Joe Mauer's bad luck continues. Mauer is out for the rest of the season with pneumonia, bringing an early end to his worst season with the Twins.
The team's on its way to its worst record in more than a decade, so Mauer's sitting out the last 23 games is merciful, in a way.
But the pneumonia adds to a string of bizarre, troubling injuries for Mauer, the local boy made instant legend who just topped the Business Journal's list of highest-paid athletes in the Twin Cities -- and also came in at No. 1 on another list of the most overpaid.
Yesterday, the Twins announced that Mauer had checked in to the Mayo Clinic to get treatment, with the Twins trainer explaining that Mauer had come down with a respiratory infection on September 2. Medication couldn't rid the catcher of his cough, and now doctors have told Mauer he needs medication and at least two weeks of rest.
According to manager Ron Gardenhire, Mauer's not taking the news well.
"He's not very happy," Gardenhire told MLB.com. "He's pretty upset about it."
The Twins lost again last night to drop their record to 59-90, 28 games behind division-leading Detroit Tigers. Minnesota's finishing the year in a tailspin, having lost nine out of their last 10 games.
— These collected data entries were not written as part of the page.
PR #645, opened 2017-11-30
Added error localization

vytis:
### Issues

There are some errors that we show to the user and we want them to be localized.

### Causes

There was a method called `LocalizedDescriptionStringFromZMUserSessionErrorCode` which actually produced a description that is not localized and only usable for debugging purposes.

### Solutions

Added strings for all errors that we currently show in team registration flow.


Resources/ZMLocalizable.strings
```diff
@@ -19,3 +19,11 @@
 
 
 "conversation.username.groupingSeparator" = ", ";
+
+"user_session.error.balcklisted-email" = "E-mail address has been blacklisted";
```
typfel: `balcklisted` > `blacklisted`

PR #646, opened 2017-11-30
Fix call timer getting on every time someone joins a call 

typfel:
### Issues

Call timer gets reset when someone joins a call.

### Causes

The `establishedDate` gets updated when the established-call-handler is called. In group calls that once per call participants which has the effect that timer gets reset when some joins the call.

### Solutions

Work around this behaviour by no updating `establishedDate` if the call is already established.


vytis:
Any tests that could be added for this?

typfel:
Yes let's add a test for this.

Not a lot of that can be laid at the feet of Mauer -- he catches, and can't help out pitching, where the Twins are second-to-last in the league in opponents' earned run average.
But with $23 million coming his way this year, and only three (!) home runs all season, it's understandable that Mauer would rank first on the Business Journal's list of "most overpaid" Twin Cities athletes. (That list came out before news of Mauer's pneumonia.)
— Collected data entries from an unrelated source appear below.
PR #653, opened 2017-12-13
CircleCI 2.0 support

vytis:
## What's new in this PR?

We currently get only 1 concurrent build on CircleCI. According to their support we should move to 2.0 infrastructure to solve the issues.

## Solutions

The config was reworked to use [workflows](https://circleci.com/docs/2.0/workflows/) that were introduced with CircleCI 2.0. It basically allows splitting work into several tasks and define dependencies between them. Each build step runs on a fresh VM which means we have to make sure build artefacts are transferred between them.

We currently have split the workload into two steps:

* `build` step. This basically does `xcodebuild build-for-testing`.
* `test` step. This does `xcodebuild test-without-building`, stores test results and uploads test coverage to codecov.io.

### Caching

CircleCI 2.0 introduced a very fine-grained caching. It can archive certain files/directories and assign those files some cache key. The key can be derived in various ways, but in our case we checksum some important files. More specifically:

In the past, Mauer has missed extensive time with rare ailments, including "bilateral leg weakness" last season, and he once suffered from severe back pain, only to find out it was an obstruction of his kidney that required surgery. All of that history, and his disappointing season, must be adding to Mauer's frustration at this news.
"He really, really is not happy about this situation," Gardenhire said. "He wants to be out there, he wants to be here with the guys."